▸ Stored data
PR #186, opened 2023-07-06
Bad UUID handling

InnocentBug:
# Description

## Checklist

### DIFF
--- a/src/cript/api/api.py
+++ b/src/cript/api/api.py
@@ -548,7 +548,7 @@ class API:
         if node_known:
             response: Dict = requests.patch(url=f"{self._host}/{node.node_type.lower()}", headers=self._http_headers, data=json_data).json()
         else:
-            response: Dict = requests.post(url=f"{self._host}/{node.node_type.lower()}", headers=self._http_headers, data=json_data).json()
+            response: Dict = requests.post(url=f"{self._host}/{node.node_type.lower()}", headers=self._http_headers, data=json_data).json()  # type: ignore
 
         # If we get a Bad UUID we need to handle this extra and save the Bad node first.
         if response["code"] == 400 and response["error"].startswith("Bad uuid:"):
@@ -563,7 +563,7 @@ class API:
 
             # Now we save the bad node extra.
             # So it will be known when we attempt to save the graph again.
-            known_uuid.union(self._internal_save(missing_node, known_uuid))
+            known_uuid.union(self._internal_save(missing_node, known_uuid))  # type: ignore
             # Since we pre-saved this node, we want it to be UUID edge only the next JSON.
             # So we add it to the list of known nodes
             known_uuid.add(missing_uuid)
--- a/src/cript/api/api.py
+++ b/src/cript/api/api.py
@@ -491,7 +491,7 @@ class API:
         # if validation goes through without any problems return True
         return True
 
-    def save(self, node, known_uuid: Optional[Set[str]] = None) -> Optional[Set[str]]:
+    def save(self, project: Project) -> None:
         """
         This method takes a project node, serializes the class into JSON
         and then sends the JSON to be saved to the API.
@@ -513,6 +513,24 @@ class API:
         A set of extra saved node UUIDs.
             Just sends a `POST` or `Patch` request to the API
         """
+        try:
+            prehandled_uuid = self._internal_save(project)
+        except Exception as exc:
+            # TODO remove all prehandled nodes.
+            raise exc
+
+    def _internal_save(self, node, known_uuid: Optional[Set[str]] = None) -> Optional[Set[str]]:
+        """
+        Internal helper function that handles the saving of different nodes (not just project).
+
+        If a "Bad UUID" error happens, we find that node with the UUID and save it first.
+        Then we recursively call the _internal_save again.
+        Because it is recursive, this repeats until no "Bad UUID" error happen anymore.
+        This works, because we keep track of "Bad UUID" handled nodes, and represent them in the JSON only as the UUID.
+        """
+
+        # known_uuid are node, that we have saved to the back end before.
+        # We keep track of it, so that we can condense them to UUID only in the JSON.
         if known_uuid is None:
             known_uuid = set()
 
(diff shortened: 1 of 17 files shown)


src/cript/api/paginator.py
```diff
@@ -193,11 +193,17 @@ def fetch_page_from_api(self) -> List[dict]:
...
-        if "result" in response["data"]:
+        try:
             self.current_page_results = response["data"]["result"]
-        else:
+        except KeyError:
+            self.current_page_results = response["data"]
+        except TypeError:
             self.current_page_results = response["data"]
 
+        if response["code"] == 404 and response["error"] == "The requested URL was not found on the server. If you entered the URL manually please check your spelling and try again.":
```
nh916, line 203: do you want to put the paginator refactoring in a different PR?

nh916: has this been tested with the search test functions?

src/cript/api/api.py
```diff
@@ -511,22 +510,42 @@ def save(self, project: Project) -> None:
...
-        None
+        A set of extra saved node UUIDs.
             Just sends a `POST` or `Patch` request to the API
         """
+        if known_uuid is None:
+            known_uuid = set()
 
-        project.validate()
-
+        node.validate()
```
nh916, line 519: I see we swapped project to node. I had a similar idea where I still have the same save for the project only, but there is a helper method that takes just a node and saves that to the API, so we can reuse the code within our brute force save method

src/cript/api/api.py
```diff
@@ -511,22 +510,42 @@ def save(self, project: Project) -> None:
...
         # saves all the local files to cloud storage right before saving the Project node
         # Ensure that all file nodes have uploaded there payload before actual save.
-        for file_node in project.find_children({"node": ["File"]}):
+        for file_node in node.find_children({"node": ["File"]}):
```
nh916, line 522: I think if we `use a send_post_request(node)` helper method then we can leave the current code as is and the user only thinks they are saving a project still

src/cript/api/api.py
```diff
@@ -511,22 +510,42 @@ def save(self, project: Project) -> None:
...
             file_node.ensure_uploaded(api=self)
 
-        response: Dict = requests.post(url=f"{self._host}/{project.node_type.lower()}", headers=self._http_headers, data=project.json).json()
+        node_known = len(self.search(type(node), SearchModes.UUID, str(node.uuid)).current_page_results) == 1
```
nh916, line 525: I wrote a `get_bad_uuid_from_error_message` that I think would be helpful for getting the UUID from the error message

src/cript/api/api.py
```diff
@@ -511,22 +510,42 @@ def save(self, project: Project) -> None:
...
 
+        json_data = node.get_json(known_uuid=known_uuid).json
+        if node_known:
+            response: Dict = requests.patch(url=f"{self._host}/{node.node_type.lower()}", headers=self._http_headers, data=json_data).json()
```
nh916, line 529: I am guessing we'll have to send it in a specific order because otherwise we can send the project as patch and it would give us issues

src/cript/api/api.py
```diff
@@ -511,22 +510,42 @@ def save(self, project: Project) -> None:
...
+        else:
+            response: Dict = requests.post(url=f"{self._host}/{node.node_type.lower()}", headers=self._http_headers, data=json_data).json()
+
+        if response["code"] == 400 and response["error"].startswith("Bad uuid:"):
```
nh916, line 533: I catch this within the `brute_force_save` function and handle it there. I'd suggest using that if possible

src/cript/api/api.py
```diff
@@ -511,22 +510,42 @@ def save(self, project: Project) -> None:
...
+            # We can have multiple occurrences of the node,
+            # but it doesn't matter which one we save
+            # TODO some error handling, for the BUG case of not finding the UUID
+            missing_node = node.find_children({"uuid": missing_uuid})[0]
+            known_uuid = self.save(missing_node, known_uuid)
+            known_uuid.add(missing_uuid)
+            # Recursive call to finish the post
+            return self.save(node, known_uuid)
+
+        print("asdf", response)
```
nh916, line 544: does this need to be removed?

src/cript/nodes/core.py
```diff
@@ -260,6 +261,9 @@ class ReturnTuple:
         previous_handled_nodes = copy.deepcopy(NodeEncoder.handled_ids)
         if handled_ids is not None:
             NodeEncoder.handled_ids = handled_ids
+        previous_known_uuid = copy.deepcopy(NodeEncoder.known_uuid)
```
nh916, line 264: I advise against deepcopy whenever possible just because I had a very hard time when working with fixtures that used it for the integration tests. It just made things more complicated, but if we have to use it then we can use it

src/cript/nodes/util/__init__.py
```diff
@@ -37,6 +38,14 @@ def default(self, obj):
                 if uid in NodeEncoder.handled_ids:
                     return {"node": obj._json_attrs.node, "uid": uid}
 
+            try:
+                uuid_str = str(obj.uuid)
```
nh916, line 42: obj is a bad variable name, can we name it something more descriptive?

src/cript/nodes/util/__init__.py
```diff
@@ -37,6 +38,14 @@ def default(self, obj):
...
+            except AttributeError:
```
nh916, line 43: why are we catching an error and not doing anything with it?

nh916:
honestly, I have a bit of a hard time understanding the full code

src/cript/api/paginator.py
InnocentBug: Well, the paginator was raising a cryptic exception when searching for a non-existent node.

But for the patch solution, we need it to return an empty list in that case.

I put it in a different commit, but I need this here to work.

src/cript/api/api.py
InnocentBug: This is just a name here.

It doesn't change anything for the user.

It is just for devs. For a dev it would be confusing to call it project, since it can be other things, when called differently.

I am ok, wrapping that a little differently, such that we expose one with `project` to the user, but we can do it after we confirm this works.

src/cript/api/api.py
InnocentBug: see comment above.

src/cript/api/api.py
InnocentBug: yeah, I didn't see or use that function. we can use it here.

InnocentBug: well, actually no.

This is doing something else then you think.

This just checks if a UUID is known in the backend.
We can use a helper function for that too, if you like.

src/cript/api/api.py
InnocentBug: No, that shouldn't be necessary.
The only thing that I haven't handled yet, are `duplicate node` errors.
Everything else should automatically put itself in the right order.

src/cript/api/paginator.py
nh916: got it!

We have to come back to paginator later and really beef it up and refactor it because when I first wrote it it was just a rough draft of what I knew then

src/cript/api/api.py
InnocentBug: we can, use a helper function to catch this.
But your `brute_force_save` function, works fundamentally different then my save.

src/cript/api/api.py
InnocentBug: yeah, forget to remove.

src/cript/nodes/core.py
InnocentBug: No, there is a deepcopy necessary here.

However, this is a deepcopy of a list of strings. Not of nodes.
So very different then your issues in the fixtures.

The fixture issues are only caused, because DB schema doesn't allow UID where it should sometimes. We need to fix that separately.

src/cript/api/api.py
nh916: I agree, if we give the user to save only with project and we have a hidden one that works with node, that would be better. Yeah I agree we can do it after this works

src/cript/nodes/util/__init__.py
InnocentBug: This is the variable name that the documentation of the `json` module uses.
We should not deviate from that.

src/cript/nodes/util/__init__.py
InnocentBug: yes, that is a very pythonic way.

Instead of testing if an attribute is present, this is preferred.

src/cript/api/api.py
nh916: I do like helper functions!

nh916: but I agree with you, lets get it working and then lets refactor it to make it better

src/cript/api/api.py
nh916: okie dokes, that sounds good. It feels too simple though

src/cript/api/api.py
nh916: okie dokes we can get something working for now and come back and refactor it after

src/cript/nodes/core.py
nh916: okie dokes, that sounds good!

src/cript/nodes/util/__init__.py
nh916: I agree, the principle of `try instead of checking for if`

src/cript/nodes/util/__init__.py
nh916: okie dokes, that makes sense

nh916:
@InnocentBug made a small commit to fix the merge conflict issue

nh916:
@InnocentBug I see a few errors on our side but mostly on API side, do we want to fix them before merging it in, or do you think this is good enough to approve for now and we can fix the rest later?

▸ Task requirements
From the line containing "merge conflict issue" through the last line of the records, output each line exactly and nothing more.

▸ Problem solution
@InnocentBug made a small commit to fix the merge conflict issue

nh916:
@InnocentBug I see a few errors on our side but mostly on API side, do we want to fix them before merging it in, or do you think this is good enough to approve for now and we can fix the rest later?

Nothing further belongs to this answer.